Polyhedral Dreams

Environments, Leagues, and Terrain

One of my favorite things about Daggerheart is Environments. For those not in the know, Environments are encapsulated descriptions of areas or scenes that provide the GM with tools for affecting the scene and the PCs. They are effectively "scene stat blocks" and include Difficulties for environmental effects, lists of appropriate Adversaries, and effects that can be applied.

In D&D 5e terms, Environmental Features resemble Lair effects, and in Fate terms, Environments resemble Scene Aspects. But to me, they most strongly resemble bits from two thirty-year-old, card-based games. Those games are Arcadia: The Wyld Hunt, and Dragon Storm.
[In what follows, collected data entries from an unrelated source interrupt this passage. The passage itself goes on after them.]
PR #690, opened 2018-04-02
relay: Verify no use-after-free in timer pool

prashantv:
Ensure there are no use-after-free issues with the relay timer pool by
adding an option to disable pooling for extra verification.

For relay-only tests, run them twice, with and without the verification
to ensure that there are no issues.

Arcadia, and its single expansion, King Ironheart's Madness, are collectible card games that take place in the fae realms of White Wolf's Changeling: the Dreaming. Each player has a single character, respresented by a cardboard standee, and fleshed out with allies, magic Arts, and powerful treasures, with which to traverse a player-made map of "League" cards, face challenges, and complete quests. The League cards are the relevant bit here. Each League has terrain features which can be used to link it to other Leagues, forming the map for the game. Each also has possible conditions for entering, leaving, or both, and individual Leagues play host to the Waylay challenges that make up the game's heart. The condition challenges resemble a Daggerheart Environment's Effects.

Dragon Storm was a TTRPG-cum-CCG featuring shapeshifting characters in a world called the Stormlands, facing down evil necromancers. Similar to Arcadia, a character was made up of multiple cards representing abilities, allies and gear, and the game world was constructed by the GM out of Terrain cards. Terrains had individual features including resource costs to traverse and effects that could have bearing on the PCs moving through or stopping in them, such as Warp corruption.

In both games, characters moved one "map space" card at a time. While Arcadia was presented purely as a "board" game, it was quite easy to add roleplay into the mix, especially during non-combat challenges. Dragon Storm, on the other hand, was up front about its RPG elements, including a small character sheet in the rules pamphlet.

Much like Arcadia and Dragon Storm, I feel it would be quite simple to create a Daggerheart "map crawl" using cards marked with Environment stat blocks. Shuffling such cards and then dealing them out to create a randomized (but controlled) area could prove quite useful. Alternatively, creating a hex map and keying each hex to an Environment could make for an interesting campaign, while relieving the GM of at least some of the burden of populating that map.

Sadly, both Arcadia and Dragon Storm are long out of print. DS apparently had a cadre of loyal fans working on a second edition, but I can't find much information about it, and that was over a decade ago. Arcadia didn't even get that second lease on life. Cards for both games can still be found for purchase, but at exorbitant prices. Daggerheart carries the torch now, for those who remember.